How to merge all csv files in a specific folder using python and os

4.4k Views Asked by At

How to merge all csv files in a specific folder using os.

So the code bellow does the work but it concat all the files in the same directory where the script lives.

How do utilized it in different folders?

My code:

import os
import pandas as pd
import numpy as np



def get_df():
    df=pd.DataFrame()
    for file in os.listdir():
        if file.endswith('.csv'):
            aux=pd.read_csv(file, error_bad_lines=False)
            df=df.append(aux)
    return df


df=get_df()


df.to_csv(f"file_name.csv")

I have tried adding folder name, but doesn't find the files.

for file in os.listdir('My_folder_name\'):

2

There are 2 best solutions below

1
Peter On BEST ANSWER

I found at os module documentation a code that changes the directory os.chdir("C:\\Users\\Desktop\\my_folder_name\\my_new_folder_name").

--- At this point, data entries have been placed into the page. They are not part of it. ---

PR #112217, opened 2021-10-06
appium 1.22.0

miccal:
Token reference?

### DIFF
--- a/Casks/appium.rb
+++ b/Casks/appium.rb
@@ -1,10 +1,10 @@
 cask "appium" do
-  version "1.21.0"
-  sha256 "bdcb55be5c8193466f1bf6665e8f821711423e87abd7c836618a8fdded57eeea"
+  version "1.22.0"
+  sha256 "9d185b0bc905db84a199c71c7a5415dc5fd1d39c52487c4419eac21b9554ef9c"
 
-  url "https://github.com/appium/appium-desktop/releases/download/v#{version}/Appium-mac-#{version}.dmg",
+  url "https://github.com/appium/appium-desktop/releases/download/v#{version}/Appium-Server-GUI-mac-#{version}.dmg",
       verified: "github.com/appium/appium-desktop/"
-  name "Appium Desktop"
+  name "AAppium Server Desktop GUI"
   desc "Graphical frontend to Appium automation server"
   homepage "https://appium.io/"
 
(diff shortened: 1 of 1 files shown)


Casks/appium.rb
```diff
@@ -1,10 +1,10 @@
...
-  version "1.21.0"
-  sha256 "bdcb55be5c8193466f1bf6665e8f821711423e87abd7c836618a8fdded57eeea"
+  version "1.22.0"
+  sha256 "9d185b0bc905db84a199c71c7a5415dc5fd1d39c52487c4419eac21b9554ef9c"
 
-  url "https://github.com/appium/appium-desktop/releases/download/v#{version}/Appium-mac-#{version}.dmg",
+  url "https://github.com/appium/appium-desktop/releases/download/v#{version}/Appium-Server-GUI-mac-#{version}.dmg",
       verified: "github.com/appium/appium-desktop/"
-  name "Appium Desktop"
+  name "AAppium Server Desktop GUI"
```
gdams, line 7:
```suggestion
  name "Appium Server Desktop GUI"
```

gdams (approved):

miccal:
> Trying to understand what the difference is between this cask and https://github.com/Homebrew/homebrew-core/blob/master/Formula/appium.rb? Is this cask Appium Desktop? In which case it should likely be renamed to `appium-desktop` to avoid confusion

We drop `desktop` as per the [token reference](https://docs.brew.sh/Cask-Cookbook#token-reference).

Following the token reference strictly, this should be re-named to `appium-server-gui`.

gdams:
>Following the token reference strictly, this should be re-named to appium-server-gui.

My interpretation of the token reference is that we should also remove `-gui` to it should just be `appium-server`?

vitorgalvao:
> My interpretation of the token reference is that we should also remove `-gui`.

The token reference is mostly comprehensive and `gui` isn’t singled out.

We remove “Desktop” and “Mac” because those are overused, redundant (*every* cask is for macOS and Desktop), and impair searchability.

`appium-server-gui` is the strictly correct name.

miccal:
@vitorgalvao I was a little hesitant on a rename:
```
==> Analytics
install: 151 (30 days), 409 (90 days), 1,268 (365 days)
```

PR #112276, opened 2021-10-07
XnViewMP: Add workaround for unidentified developer issue

cielavenir:


bevanjkay:
We don’t delete the quarantine, we add it and go to some lengths to do so.
Especially if there are security prompts, we shouldn’t be disabling a security feature.

To install something without quarantining, always at your own risk, use the --no-quarantine flag.

cielavenir:
Thank you `brew reinstall xnviewmp --cask --no-quarantine` worked. I added caveats instead because I believe some people should have the same problem.

miccal:
Thank you @cielavenir, but his is already mentioned in our documentation, for example [here](https://github.com/Homebrew/homebrew-cask/blob/master/doc/faq/app_cant_be_opened.md).

PR #112285, opened 2021-10-08
Add Immersed (15.7)

stek29:
Immersed is desktop counterpart for the VR "office"/productivity app which allows to bring virtual screens into VR.

### DIFF
--- a/Casks/immersed.rb
+++ b/Casks/immersed.rb
@@ -2,7 +2,8 @@ cask "immersed" do
   version "15.7,129"
   sha256 :no_check
 
-  url "https://immersedvr.com/dl/Immersed.dmg"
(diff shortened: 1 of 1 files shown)


stek29:
Plugin installation is optional and can be skipped – but I haven't tested uninstall running without plugins installed, and I'm not sure if that should be handled differently.

coreaudiod kickstart comes from install.sh/uninstall.sh built into the app – unfortunately, those don't remove the plugins, so shelling out to them doesn't make sense.
coreaudiod kickstart is also in blackhole casks, but it's not used in casks for rogueamoeba apps, which also have audio plugins
so I'm not quite sure if coreaudiod kickstart should be present – I'd love to hear your opinion on this.

miccal:
Thank you @stek29.

PR #122081, opened 2022-04-16
Add i4tools 1.13.010

wjlmelody:

### DIFF
--- a/Casks/i4tools.rb
+++ b/Casks/i4tools.rb
@@ -9,7 +9,9 @@ cask "i4tools" do
   homepage "https://www.i4.cn/"
 
   livecheck do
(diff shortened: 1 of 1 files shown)


Loyalsoldier:
According to https://github.com/Homebrew/homebrew-cask/pull/69182 , this cask contained malware. Is it secure now?

ivaquero:
This software can be used to jailbreak and change virtual location of iPhone, I guess this is the reason for raising malware warning.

https://www.tutorialsteacher.com/python/os-module

So I just add this line before the loop and now it works!!

def get_df():
    df=pd.DataFrame()
    os.chdir("C:\\Users\\Desktop\\my_folder_name\\my_new_folder_name")
    for file in os.listdir():
        if file.endswith('.csv'):
            aux=pd.read_csv(file, error_bad_lines=False)
            df=df.append(aux)
    return df


df=get_df()

df.to_csv(f"file_name.csv")
0
Gonçalo Peres On

There are various ways to solve it, depending on the type of merge one wants to do.

Considering your specific requirements (Python and os), and assuming one wants to concat the files, the following will do the work (including for files with the same header)

import os

os.system("awk '(NR == 1) || (FNR > 1)' file*.csv > merged.csv")

Where NR and FNR represent the number of the line being processed.

FNR is the current line within each file.

NR == 1 includes the first line of the first file (the header), while (FNR > 1) skips the first line of each subsequent file.